3.5 Correlation analysis between CH4 and CO
Because parts of the CH4 and CO in atmosphere were from the same anthropogenic sources (e.g., fossil fuel combustion), the long-term trend of ΔCO∕ΔCH4 was helpful in understanding the variation in the sources and sinks in many studies (Buchholz et al., 2016; Niwa et al., 2014; Tohjima et al., 2014; Wada et al., 2011). In this study, the hourly CO data from 2004 to 2019 was used to further analyze the long-term variations in CH4 (Fig. S3). The regression slopes of ΔCO∕ΔCH4 from 2004 to 2019 were analyzed (Fig. S4). Figure 8 presents the seasonal cycles of the ΔCO∕ΔCH4 slopes. Generally, the slopes were larger in summer and smaller in winter during the observation period, except for 2004–2007 where the highest slope was in autumn. This was primarily due to the effect of monsoons and air mass transport. Tohjima et al. (2014) found an opposite variation at Hateruma Island, which showed small slope values in the summer. Wada et al. (2011) analyzed more than 10 years of seasonal variation in the ΔCO∕ΔCH4 ratios at three monitoring stations, i.e., MNM, Yonagunijima (YON), and Ryori (RYO) in Japan, which also showed an opposite trend to that of WLG. This was because these sites were considerably affected by the Asian continental source regions which had enhanced emissions of CH4 in the summer (rice paddies) and CO in the winter (fuel combustion). At WLG, regional polarization in the concentration ratios of CH4 and CO were seen (Fig. S5), which implied different strong source distributions between CH4 and CO. In the summer, the source emissions were mainly from the eastern–southeastern regions (cities) with large amounts of CO but relatively lower CH4, leading to the largest ΔCO∕ΔCH4. In contrast, the sources mostly from southwestern–western regions (Tibetan Plateau) emitted large amounts of CH4 but with relatively lower CO in the winter (Fang et al., 2013; Zhang et al., 2013). Hence, the opposite two air mass transports and source emissions led to a peak in ΔCO∕ΔCH4 in the summer and a trough in the winter (Fig. 8). These results revealed different local sources and sinks, demonstrating the special topography conditions and source distributions around WLG.
The ΔCO∕ΔCH4 slopes showed large fluctuations from 2004 to 2019 at WLG (Fig. 9). The slopes showed a decreasing trend during 2004–2007 but then increased from 2007–2010 and decreased again after 2010. In 2007, a large increase in ΔCH4 appeared, and from 2010 to 2013, the ΔCO decreased significantly (Fig. S4). Before 2010, large air masses and potential source regions were identified in eastern regions (cities) with the highest CO emissions (Fig. 7 and Table 3). After 2010, the southwestern regions had the highest CH4 emissions but relatively low CO emissions. Therefore, the strong seasonal variation in ΔCO∕ΔCH4 also revealed that WLG was affected by different anthropogenic sources, e.g., sources from cities and sources from the Tibetan Plateau during the year, especially in the summer and winter. The long-term trend of the slopes implied that the source emission types (CO sources or CH4 sources) around WLG might have been changing with human activities, like straw burning in the early years or coal mining in recent years.

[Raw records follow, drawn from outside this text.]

PR #3792, opened 2025-05-26
[tests] Review and refactor translation tests

KristjanESPERANTO:
I have refactored the translations tests, they should now be clearer and easier to understand. There should be no functional impact.

I have discarded the original approach of also replacing `XMLHttpRequest` with `fetch` in the file `js/translator.js`. I had managed to get it to work functionally, but I couldn't get the tests to work.


KristjanESPERANTO:
The function looks okay, but the tests just didn't work. I've gone a bit deep in the rabbit hole and have refactored a lot of the translation tests. The unit tests are now green locally, but I still need to validate that they are still checking the right things. The e2e are still an issue.

That's why this PR is set to draft for now.

khassel:
sorry, missed your "mark as ready" ...

PR #3795, opened 2025-05-29
simplify install and maintaining dependencies

khassel:
I was always unhappy when maintaining dependency updates to have 3 `package.json` files.

This PR moves all deps into the main `package.json` and removes the folders `fonts` and `vendor`.

If accepted I will update the docs too.


KristjanESPERANTO (approved):

rejas:
I wonder what the original Intention of this  seperation was. Maybe @MichMich can explain?

khassel:
> I wonder what the original Intention of this seperation was. Maybe @MichMich can explain?

well, I wouldn't remember...

Digging in the old sources the directories `fonts` and `vendor` were first filled with needed files but without `package.json`. So I think they decided later to use npm to get the files and put a `package.json` in the existing folders.

Other point is that only the directories `fonts` and `vendor` were published by the web server. In my first approach here I published the whole `node_modules` dir which seems not be good practice.

With the last commit I changed this by publishing only the needed subfolders of `node_modules` so now nothing more is published as before this PR.

khassel:
@rejas any objections to merge this?

We have 4 weeks to test until release and can fix/revert if needed.

Not merging in time will produce merge conflicts here which I would like to avoid.

KristjanESPERANTO:
Maybe removing this from `.gitignore` was a bit to early.

```
fonts/node_modules/**/*
vendor/node_modules/**/*
```

I just updated my system working on develop branch, and with this commit git didn't ignores the files in these two directories anymore. So I had over 3000 unstaged files 😅. With the next release the users which will update would have the same problem. With a new install their is no issue. Either we should re-add these two lines for a while or somehow manage to delete the directories during update.

khassel:
maybe best to add them back. Other idea would be a postinstall with `rm -rf vendor && rm -rf fonts`.

khassel:
> maybe best to add them back

would not be sufficient, we would have to add

```bash
fonts/
vendor/
```

I'm for deleting in postinstall so this is cleaned up on the user side.

What do you prefer @KristjanESPERANTO @rejas @sdetweil ?

sdetweil:
why didn't delete and git rm remove the folder altogether?  it worked for installers

KristjanESPERANTO:
I am okay with both options. Removing the directories would be the cleaner option, but two more lines in `.gitignore` wouldn't hurt us either.

sdetweil:
why wouldnt we remove folders

KristjanESPERANTO:
> why wouldnt we remove folders

This is how I understand it: When git pulls the commit, it should usually delete the two directories `fonts` and `vendor` because they aren't in the GitHub repo, but since locally there is a subdirectory (`node_modules`), it can not delete them.

khassel:
opened https://github.com/MagicMirrorOrg/MagicMirror/pull/3805 , we should continue the discussion there...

3.6 Variation of long-term records
3.6.1 Seasonal cycles
Overall, the seasonal averages of regionally representative CH4 at WLG were almost in a cycle, starting with summer (1861.7±0.4 ppb), then winter (1856.7±0.3 ppb), autumn (1855.9±0.4 ppb), and spring (1853.1±0.3 ppb), except during 1994–1997 where there was a maximum in the winter and a minimum in the autumn (Fig. 10). Seasonal averages in the CRs were slightly different from those in the TP and even the total regional data. The seasonal averages in the TP were mostly higher than that in the CRs from 1994 to 2019, except for the winter (Table S2). The maximum mole fractions were mostly found in August, and the minimum mole fraction appeared in April for the total regional time series, with a seasonal amplitude of 14.4 ppb. The peak-to-trough amplitude in the CRs (∼16.7 ppb) was higher than that in the TP (∼15.1 ppb) during 1994–2019. The seasonal variations were consistent with the previous short-term studies from 2002–2006 at WLG (Zhang et al., 2013). However, these variations were almost opposite to observations at the adjacent stations of Lin'an, Shangdianzi, and Longfengshan in China (Fang et al., 2013, 2016). For other regional sites in the Asia, Guha et al. (2018) studied seasonal variability at the Sinhagad (SNG) and Cape Rama stations (CRI) over India, which also showed an opposite trend to WLG due to the strong impact of monsoon dynamics. Ahmed et al. (2015) found that the seasonal CH4 showed a maximum in the winter and a minimum in the spring at two urban sites of Guro (GR) and Nowon (NW), in Seoul, South Korea, over 2004–2013. Kim et al. (2015) investigated the decadal variation (1991–2013) in CH4 at the East Asian sites, e.g., Ulaan-Uul (UUM) in Mongolia and Tae-ahn Peninsula (TAP) in South Korea, which again revealed an opposite seasonal trend to that of WLG.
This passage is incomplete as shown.